As we reflect on migrant women’s leadership on the occasion of International Women’s Day 2021 it is clear that migrant women have taken the lead this year in myriad ways. While COVID-19 spread across the world, and migrant communities were disproportionately impacted, migrant women stepped up in their roles as leaders to make a much-needed difference.
Migrant women who worked throughout the pandemic in health care, aged care, factories, farms, food retail and other essential industries deserve top mention. IWD is after all an opportunity to honour women workers’ activism, strength and leadership in workplaces and in the streets in calling for fairness, equality and safety at work. Early migrant women worker activists fought for safety at work, in the wake of avoidable tragedies like the 1911 Triangle Shirtwaist factory fire in New York.
This year, safety for women at work took on a new meaning as Coronavirus infiltrated healthcare, aged care and food processing workplaces in Australia. Migrant women are well represented in these workplaces, with more than 40% of women with permanent residency and 30% of women on temporary visas working within these industries as front line carers, nurses, doctors, cleaners and food processors. This IWD we must acknowledge and honour these women for their work keeping so many of us safe, healthy, protected, clean and fed.
Women from migrant communities are also among those we have to thank for the increased visibility over this year of violence against women in the workplace. The revelations of sexual assault, sexual harassment and ingrained misogyny in Australia’s parliaments have starkly highlighted just how far there is to go before all women are free from violence in the workplace.

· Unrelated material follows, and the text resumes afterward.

PR #62, opened 2019-06-25
Added a feature that computes histograms of STEM images

zhuokaizhao:
Example program is stem_histogram.py. It can be run by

The most recent reports are shocking but not surprising to women. We know that the problems are not limited to parliament. As the 2018 national survey found, 85% of Australian women have experienced sexual harassment in the workplace. The problem exists across Australian workplaces and it is systemic and ingrained. This means that the more vulnerable the worker, and the fewer protections they have, the more likely they are to be subjected to violence in the workplace. We learnt during COVID-19 that the fruit and vegetable industry relies heavily on the exploitation of migrant workers, and that in the absence of workplace protections within these industries, sexual harassment and sexual assault against migrant women workers are freely perpetuated with little consequence for perpetrators.
This IWD we honour migrant women workers, fighters, activists, survivors, and we acknowledge the important positive difference they make across our community and workplaces. We share their pain, rage and passion, and we understand the risks they take. For IWD and always, to migrant women everywhere, we offer our commitment to continuing the work, our solidarity and sisterhood.